High-efficiency thermal bases
With thermal conductivity around 385 W/m·K, RHI copper busbars act as effective heat spreaders, transferring localized heat efficiently to heat pipe evaporator sections.

Flexible spatial integration
RHI offers:

• Copper/aluminum laminated flexible connectors
• Multi-angle 3D-bent rigid busbars
  allowing electrical routing around heat pipes while preserving optimal airflow or cold-plate contact.

Material matching across temperature ranges

• Copper busbars for high-temperature, high-power zones
• Aluminum busbars for lightweight, moderate-temperature areas
  All with extrusion or injection-molded insulation for long-term reliability.

4.3 Core Busbar Value in Mainstream Cooling Systems

Liquid cooling systems
RHI busbars provide:

• Flat, tin- or nickel-plated surfaces for low thermal resistance
• High-sealing insulation via insert molding or PA12 extrusion
  effectively mitigating coolant leakage and condensation risks.

Air cooling systems
Thermal performance is enhanced through:

• Optimized busbar geometry for airflow
• Perforated or frame-type structures to increase heat dissipation area
• Bare copper or bright tin finishes to improve radiative heat transfer

PCM-assisted cooling
RHI addresses long-term interface reliability by offering:

• Surface-treated busbars for improved PCM adhesion
• Fully encapsulated insulation (e.g., PA66+GF30 injection molding)
  preventing chemical interaction and ensuring stable electrical performance over time.

5. Conclusion

Battery thermal management is a precise balance between safety, performance, and durability.

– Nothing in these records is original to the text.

PR #71, opened 2024-08-01
continuous test which installs dataflux from PyPi and runs the unit

akansha1812:
Fixes #<issue_number_goes_here>

- [ ] Tests pass

### DIFF
--- a/.github/workflows/unit-tests.yaml
+++ b/.github/workflows/unit-tests.yaml
@@ -1,0 +1,34 @@
+name: Continuous Tests
+
+on:
+  push:
+    branches: [ amaloo/pypi-tests ]
+  pull_request:
+    branches: [ amaloo/pypi-tests ]
+
+jobs:
+  test:
+    runs-on: ubuntu-latest
+
+    steps:
+    - uses: actions/checkout@v3
+    - name: Set up Python
+      uses: actions/setup-python@v4
+      with:
+        python-version: '3.8' 
+
+     - name: Create virtual environment
+      run: python3 -m venv venv
+
+    - name: Activate virtual environment
+      shell: bash
+      run: source venv/bin/activate 
+
+    - name: Install dependencies
+      run: |
+        python3 -m pip install --upgrade pip
+
+        pip install gcs-torch-dataflux
+    - name: Run tests
+      run: |
+        pytest dataflux_pytorch/tests -vv --junit-xml=sponge_log.xml --log-cli-level=DEBUG


kokoro/pypi.sh
```diff
@@ -0,0 +1,49 @@
...
+
+    echo Installing required dependencies.
+    pip install .
+    python3 -m pip install --upgrade pip
+    pip install gcs-torch-dataflux
+}
+
+function run_unit_tests() {
+    echo Running unit tests.
+    python3 -m pytest dataflux_pytorch/tests -vv --junit-xml="${KOKORO_ARTIFACTS_DIR}/unit_tests/sponge_log.xml" --log-cli-level=DEBUG
```
MattIrv, line 44: Have you been able to confirm somehow that this actually runs the tests against the version that is installed from PyPi? Since it looks like the exact same command that the regular configuration uses to run the tests, I'm guessing it might not.

akansha1812: I'm trying to figure that out. Please ignore this PR.

akansha1812: Changed command by removing `python3 -m`.

The integration test is calling pypi version of  `dataflux_pytorch` installed in `test_env/lib/python3.11/site-packages`.

https://screenshot.googleplex.com/ArZKEYfffZ7GZuN.png

kokoro/pypi.sh
```diff
@@ -0,0 +1,59 @@
...
+    echo Installing python3-pip.
+    sudo apt-get -y install python3-pip
+
+    echo Installing project from pypi
+    pip install gcs-torch-dataflux
+}
+
+function run_integration_tests(){
+    echo Running integration tests.
+    pytest dataflux_pytorch/integration_tests/integration_test.py -vv --junit-xml="${KOKORO_ARTIFACTS_DIR}/integration_tests/sponge_log.xml" --log-cli-level=DEBUG
```
bernardhan33, line 53: What about also running the unit tests?

kokoro/pypi.sh
```diff
@@ -0,0 +1,59 @@
...
+
+function install_requirements() {
+    echo Installing python3-pip.
+    sudo apt-get -y install python3-pip
+
+    echo Installing project from pypi
+    pip install gcs-torch-dataflux
+}
+
+function run_integration_tests(){
```
MattIrv, line 51: Could you add a comment here clarifying that the intention is to run the tests from PyPi? That way someone doesn't come along later and accidentally update it to run the local version

MattIrv (approved):
Great work figuring this out! It will be really good to have these tests running so we don't accidentally break things

kokoro/pypi.sh
akansha1812: Currently the versions in pypi and in github are different. Using pypi version for unit test can fail frequently.

bernardhan33: Could you clarify? `Using pypi version for unit test can fail frequently.` to me sounds like if I'm a user who installs gcs-torch-dataflux from PyPI and run unit tests locally, the unit tests can fail? If so we need to debug what's going wrong and it's an indicator that we will need to include this path in the continuous tests.

akansha1812: PyPi version is few changes behind github main branch. 
In the main branch, I can see a `/dataflux-pytorch/dataflux_pytorch/_helper.py` , while this does not exists in pypi version.

bernardhan33: oh sorry I misunderstood. yeah you are right. When you install the PyPI version you don't have "unit tests" in it as we didn't package it in the release, and we shouldn't do either.

So we only need to run the integration tests with the installed PyPI version, that's right.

From air cooling to liquid cooling, and from heat pipes to phase-change materials, the continuous evolution and integration of cooling technologies are driving EV batteries toward higher energy density and faster charging.

As thermal management systems become more integrated and intelligent, electrical interconnection design plays an increasingly critical role.

As a trusted partner in battery interconnection solutions, RHI supports this evolution by delivering:

• Advanced 3D bending
• Customized insulation systems
• System-level busbar engineering

helping customers build efficient, reliable, and future-ready battery thermal management systems.